Steering LLMs Towards Unbiased Responses: A Causality-Guided Debiasing Framework

Jingling Li,Zeyu Tang,Xiaoyu Liu,Peter Spirtes,Kun Zhang,Liu Leqi,Yang Liu
2024-03-14
Abstract:Large language models (LLMs) can easily generate biased and discriminative responses. As LLMs tap into consequential decision-making (e.g., hiring and healthcare), it is of crucial importance to develop strategies to mitigate these biases. This paper focuses on social bias, tackling the association between demographic information and LLM outputs. We propose a causality-guided debiasing framework that utilizes causal understandings of (1) the data-generating process of the training corpus fed to LLMs, and (2) the internal reasoning process of LLM inference, to guide the design of prompts for debiasing LLM outputs through selection mechanisms. Our framework unifies existing de-biasing prompting approaches such as inhibitive instructions and in-context contrastive examples, and sheds light on new ways of debiasing by encouraging bias-free reasoning. Our strong empirical performance on real-world datasets demonstrates that our framework provides principled guidelines on debiasing LLM outputs even with only the black-box access.

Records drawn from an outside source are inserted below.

PR #24, opened 2021-07-10
Expose the ssh -F option which allows the user to select a custom ssh config file path

czakian:
I have a use case where I need to use custom ssh config files instead of the users' ~/.ssh/config file in the home directory. This change exposes the ssh -F option as documented here: https://man.openbsd.org/ssh#F. 

Thanks for making this crate and considering my pull request!
Chris.

### DIFF
--- a/src/builder.rs
+++ b/src/builder.rs
@@ -16,6 +16,7 @@ pub struct SessionBuilder {
     server_alive_interval: Option<u64>,
     known_hosts_check: KnownHosts,
     control_dir: Option<PathBuf>,
+    config_file: Option<PathBuf>,
 }
 
 impl Default for SessionBuilder {
@@ -28,6 +29,7 @@ impl Default for SessionBuilder {
             server_alive_interval: None,
             known_hosts_check: KnownHosts::Add,
             control_dir: None,
+            config_file: None,
         }
     }
 }
@@ -90,6 +92,16 @@ impl SessionBuilder {
     /// If not set, `./` will be used (the current directory).
     pub fn control_directory(&mut self, p: impl AsRef<Path>) -> &mut Self {
         self.control_dir = Some(p.as_ref().to_path_buf());
+        self
+    }
+
+    /// Set an alternative per-user configuration file.
+    ///
+    /// By default, ssh uses `~/.ssh/config`. This is equivalent to `ssh -F <p>`.
+    ///
+    /// Defaults to `None`.
+    pub fn config_file(&mut self, p: impl AsRef<Path>) -> &mut Self {
+        self.config_file = Some(p.as_ref().to_path_buf());
         self
     }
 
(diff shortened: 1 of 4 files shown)


src/builder.rs
```diff
@@ -93,6 +95,15 @@ impl SessionBuilder {
         self
     }
 
+    /// Set an alternative per-user configuration file instead of the default ~/.ssh/config
+    /// location(`ssh -F`).
+    ///
```
jonhoo, line 100:
```suggestion
    /// Set an alternative per-user configuration file.
    ///
    /// By default, ssh uses `~/.ssh/config`. This is equivalent to `ssh -F <p>`.
    ///
```

tests/openssh.rs
```diff
@@ -35,6 +36,37 @@ async fn control_dir() {
     std::fs::remove_dir(&dirname).unwrap();
 }
 
+#[tokio::test]
+#[cfg_attr(not(ci), ignore)]
+async fn config_file() {
```
jonhoo, line 41: For this test, let's check that the connection succeeds to `addr()` rather than it failing to a random localhost port. You _should_ be able to just write the value returned from `addr()` into the generated config for `config-file-test`, and then connect normally just like in the `it_connects` tests.

jonhoo (changes requested):
Thank you! Left a few smaller suggestions.

tests/openssh.rs
czakian: Updated in next commit.

czakian: looks like this test now passes with the latest update to port 2222: 

2021-07-13T00:09:01.3082187Z test config_file ... ok

Tarpaulin is still failing, but I am not sure that's caused by this change - was it failing previous to this pull request?

jonhoo: So, there is a known problem with tarpaulin on CI here, but in this case the problem is specifically that you're hard-coding `127.0.0.1`, which won't always be right on CI. You should instead use the value provided by calling `addr()` (see the other tests).

czakian: Are you proposing that I parse the addr() string like "ssh://my-user@127.0.0.1:8888" into it component parts and then write the ssh_config file like this generated from it?

   let ssh_config_contents = r#"Host config-file-test
        User my-user
        HostName 127.0.0.1
        Port 8888"#;

Or were you thinking of a one-liner replacement in the ssh_config file with a simpler to parse syntax? I'm fine with writing either, I just don't want to add parsing to the tests if that doesn't need to be added.

czakian: I took a whack at what you think you had in mind in the next revision below...regexes are hard, so I ended up writing tests for my tests...:) Open to a better option than that, but I suspect it'll get the job done.

jonhoo (approved):
Nice! That was definitely more elaborate than I thought it'd be, but I like it. Another strategy would be to have CI set the username, port, and address separately, and then have `fn addr` just use `format!` to _create_ the connection string in the format SSH expects. Rather than parsing it out. But this way works too :)

jonhoo:
Published in 0.8.1 :tada:

czakian:
Thanks for your help getting this pulled upstream!

PR #26, opened 2021-09-20
[Feature] Alternative implementation using openssh-mux-client

NobodyXu:
This PR contains alternative implementation for `Session::check` using crate `openssh-mux-client` that is only enabled when feature "enable-openssh-mux-client" is enabled.

This PR implements part of the proposal #25 .

This PR resolves #25 .

Signed-off-by: Jiahao XU <Jiahao_XU@outlook.com>

PR #28, opened 2021-10-23
Set default control dir to be created under `/tmp`

### LINKED ISSUE #27: Connection failure depending on the current working directory
I have a code that calls `Session::connect(...).await`. It runs fine most of the time, but fails with "failed to connect to the remote host", when run from inside a certain directory (or its children). (I.e., the only thing that changes is the current working directory.) I don't see anything special about that directory, but perhaps I'm missing something. Any pointers on what this could be, or how to go about debugging it?

NobodyXu:
Fixed #27 

### DIFF
--- a/src/builder.rs
+++ b/src/builder.rs
@@ -13,6 +13,7 @@ use std::path::{Path, PathBuf};
 use std::process::Stdio;
 use std::str;
 
+use dirs::home_dir;
 use once_cell::sync::OnceCell;
 use tempfile::{Builder, TempDir};
 use tokio::process;
@@ -26,8 +27,7 @@ fn get_default_control_dir<'a>() -> Result<&'a Path, Error> {
             if let Some(xdg_state_home) = env::var_os("XDG_STATE_HOME") {
                 let xdg_state_home: PathBuf = xdg_state_home.into();
                 Ok(Some(xdg_state_home.into_boxed_path()))
-            } else if let Some(home) = env::var_os("HOME") {
-                let mut path: PathBuf = home.into();
+            } else if let Some(mut path) = home_dir() {
                 path.reserve_exact(13);
                 path.push(".local");
                 path.push("state");
--- a/src/builder.rs
+++ b/src/builder.rs
@@ -34,7 +34,7 @@ fn get_default_control_dir<'a>() -> Result<&'a Path, Error> {
         .map(|default_control_dir| {
             default_control_dir
                 .as_deref()
-                .unwrap_or_else(|| Path::new("/tmp"))
+                .unwrap_or_else(|| Path::new("./"))
         })
 }
 
--- a/src/builder.rs
+++ b/src/builder.rs
@@ -7,13 +7,36 @@ use super::process_impl;
 use super::native_mux_impl;
 
 use std::borrow::Cow;
+use std::env;
 use std::fs;
 use std::path::{Path, PathBuf};
 use std::process::Stdio;
 use std::str;
 
+use once_cell::sync::OnceCell;
 use tempfile::{Builder, TempDir};
 use tokio::process;
+
+/// The returned `&'static Path` can be coreced to any lifetime.
+fn get_default_control_dir<'a>() -> &'a Path {
+    static DEFAULT_CONTROL_DIR: OnceCell<Box<Path>> = OnceCell::new();
+
+    DEFAULT_CONTROL_DIR.get_or_init(|| {
+        if let Some(xdg_state_home) = env::var_os("XDG_STATE_HOME") {
+            let xdg_state_home: PathBuf = xdg_state_home.into();
+            xdg_state_home.into_boxed_path()
+        } else if let Some(home) = env::var_os("HOME") {
+            let mut path: PathBuf = home.into();
+            path.reserve_exact(13);
+            path.push(".local");
+            path.push("state");
+            path.into_boxed_path()
+        } else {
+            let path: PathBuf = "/tmp".into();
+            path.into_boxed_path()
+        }
+    })
+}
 
 /// Build a [`Session`] with options.
 #[derive(Debug, Clone)]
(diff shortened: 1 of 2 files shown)


NobodyXu:
> I'm hesitant to do this, because it means that the control file is going to end up in a potentially globally-readable location, which might give other users on the same machine access to the connection.

I just checked the control socket created, it is created with `rw-------` so that no other user can access it.
We can also change the permission of the temporary directory we created.

> I would prefer if we instead defaulted to somewhere under `~`. Judging by the XDG Base Directory spec,

I don't think storing it in `$HOME` is a good idea.
If the program/machine terminated without cleanup, then these temporary directory would be in `$HOME` forever.

I would rather like to use `/run/user/$UID`, which resides in a tmpfs while being only accessible to the current user.



Speaking of which, I realize there is a fundamental problem with `openssh-rs`.
If the user change the uid after ssh multiplex master is spawned, then we won't be able to access that control socket.

We should probably add a warning.

jonhoo:
This change is [Reviewable](https://reviewable.io/reviews/jonhoo/openssh-rs/28)

jonhoo:
Ah, sorry, I meant `$XDG_RUNTIME_DIR`, not `$XDG_STATE_HOME`. `$XDG_RUNTIME_DIR` is set to `/run/user/UID`, so we're in agreement. But we should respect the environment variable regardless for those cases where the user specifically wants to use a different location.

As for users changing UID, that I don't think is a big problem, as it should be a fairly rare occurrence.

NobodyXu:
Cool.

I would update this PR, though I would prefer #26 to be merged first.

jonhoo:
That seems reasonable. Sorry, I haven't gotten back to #26 yet — life keeps demanding time :) I promise you it's on my radar!

NobodyXu:
@jonhoo I've rebased this PR against #26 and set default control dir to `$XDG_STATE_HOME` or `$HOME/.local/state` if the former is not set, or `/tmp` if both environment variable is not set.

NobodyXu:
@jonhoo Some integrated failed due to the fact that `$HOME/.local/state` does not exist.

Shall we use `fs::create_dir_all` to create the directory, or fallback to `"/tmp"`?

jonhoo:
Let's go with `create_dir_all`. `/tmp` seems too risky to me.

NobodyXu:
> Let's go with `create_dir_all`. `/tmp` seems too risky to me.

I forgot to ask, what if `create_dir_all` also failed?

Shall we then fallback to `/tmp`, which is the only reasonable behavior I can think of?

jonhoo:
If the `create_dir_all` fails, I think we should return an error.

NobodyXu:
@jonhoo This PR currently finds home directory via looking up environment variable `$HOME`, which IMO is a bit fragile.

Shall we add something like [`dirs::state_dir`](https://docs.rs/dirs/latest/dirs/fn.state_dir.html) to the dependency?

It fallbacks to using `libc::getpwuid_r` to obtain home dir when `$HOME` is not set.

jonhoo:
Yes, that sounds like a good idea!

NobodyXu:
@jonhoo I now uses `dirs::home_dir` and I think this PR is ready to merge!

Can you please review this PR?

src/builder.rs
```diff
@@ -7,14 +7,45 @@ use super::process_impl;
...
 use tempfile::{Builder, TempDir};
 use tokio::process;
 
+/// The returned `&'static Path` can be coreced to any lifetime.
+fn get_default_control_dir<'a>() -> Result<&'a Path, Error> {
+    static DEFAULT_CONTROL_DIR: OnceCell<Option<Box<Path>>> = OnceCell::new();
+
+    DEFAULT_CONTROL_DIR
+        .get_or_try_init(|| {
+            if let Some(xdg_state_home) = env::var_os("XDG_STATE_HOME") {
```
jonhoo, line 27: Why use this instead of [`dirs::state_dir`](https://docs.rs/dirs/latest/dirs/fn.state_dir.html)?

NobodyXu: Well, I used that so that `fs::create_dir_all` is only called for `$HOME/.local/state`.

I don't know whether it is a good idea to `fs::create_all($XDG_STATE_HOME)`.

jonhoo: I don't think that should be a problem. The current process already runs as the user, so should be fine.

NobodyXu: OK, I have updated the `get_default_control_dir` to use `dirs::state_dir`.

src/builder.rs
```diff
@@ -12,9 +12,32 @@ use std::path::{Path, PathBuf};
...
+
+                Ok(Some(state_dir.into_boxed_path()))
+            } else {
+                Ok(None)
+            }
+        })
+        .map(|default_control_dir| {
+            default_control_dir
+                .as_deref()
+                .unwrap_or_else(|| Path::new("/tmp"))
```
jonhoo, line 37: I think we should _never_ fall back to `/tmp`. _That_ is a security problem waiting to happen. It should either fall back to something like `./`, or we should return an error.

NobodyXu: I have set the fallback path to `./`.

Since we uses `./` for control directory before this PR, I believe we should also use it as a fallback.

jonhoo (approved):

NobodyXu:
@jonhoo I think we can now do a major release so that users can test out the new native-mux impelemtation.

jonhoo:
Published as 0.9.0-rc.1 :tada:

NobodyXu:
Cheers!

NobodyXu:
> Published as 0.9.0-rc.1 tada

I have tried 0.9.0-rc.1 in my own binary crate [ssh-utils](https://github.com/NobodyXu/ssh-utils) and so far I haven't encountered any bug.

PR #35, opened 2022-02-04
Fix doc on stdin, stdout and stder and add changelog

### LINKED ISSUE #34: Inconsistency in crate documentation
In [crate documentation] of openssh 0.9.0-rc.1:

> And finally, our commands never default to inheriting stdin/stdout/stderr, since we expect you are using this to automate things. Instead, unless otherwise noted, all I/O ports default to [Stdio::null](https://doc.rust-lang.org/nightly/std/process/struct.Stdio.html#method.null).

This is inconsistent since now stdin/stdout/stderr in [`Command::spawn`] and [`Command::status`] is default to inherit.

And the link to `Stdio::null` is also wrong.

[crate documentation]: https://docs.rs/openssh/0.9.0-rc.1/openssh/index.html
[`Command::spawn`]: https://docs.rs/openssh/0.9.0-rc.1/openssh/struct.Command.html#method.spawn
[`Command::status`]: https://docs.rs/openssh/0.9.0-rc.1/openssh/struct.Command.html#method.status

NobodyXu:
Fixed #34 


jonhoo:
This change is [Reviewable](https://reviewable.io/reviews/jonhoo/openssh-rs/35)

src/lib.rs
```diff
@@ -174,6 +173,10 @@ pub use error::Error;
 mod sftp;
 pub use sftp::{Mode, RemoteFile, Sftp};
 
+#[cfg(docsrs)]
+/// Changelog for this crate, only present in doc.
+pub mod changelog;
```
jonhoo, line 178: This is an interesting way to do changelogs! I generally prefer the [keep a changelog](https://keepachangelog.com/en/1.0.0/) format though, since it's fairly standard. Could we do that in a separate PR?

src/lib.rs
```diff
@@ -33,9 +33,8 @@
 //! the remote command directly. Usually, these are the same, though not always, as highlighted in
 //! the documetantation the individual methods. See also the section below on Remote Shells.
 //!
-//! And finally, our commands never default to inheriting stdin/stdout/stderr, since we expect you
-//! are using this to automate things. Instead, unless otherwise noted, all I/O ports default to
-//! [`Stdio::null`](std::process::Stdio::null).
+//! And finally, our commands is default to inheriting stdin/stdout/stderr to be compatible with
```
jonhoo, line 36: I don't think this is actually accurate? I think we can just remove this paragraph entirely, since this is now not a difference from `std`.

jonhoo (changes requested):

src/lib.rs
NobodyXu: Sure, I have removed the module `changelog` and will create a separate PR for it.

src/lib.rs
NobodyXu: Done, I have removed this paragraph.

jonhoo (approved):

Computation and Language,Artificial Intelligence,Machine Learning
What problem does this paper attempt to address?
The paper aims to address the issue of social bias in text generation by large language models (LLMs). As these models are increasingly applied in critical decision-making areas such as recruitment and healthcare, reducing the bias they produce becomes crucial. The authors propose a bias mitigation framework based on causal reasoning, utilizing causal understanding to guide the design of prompts to selectively adjust model outputs, thereby reducing the impact of social bias. Specifically, the framework combines existing debiasing techniques and demonstrates through empirical studies that this approach can effectively guide LLMs to generate unbiased responses even with only black-box access.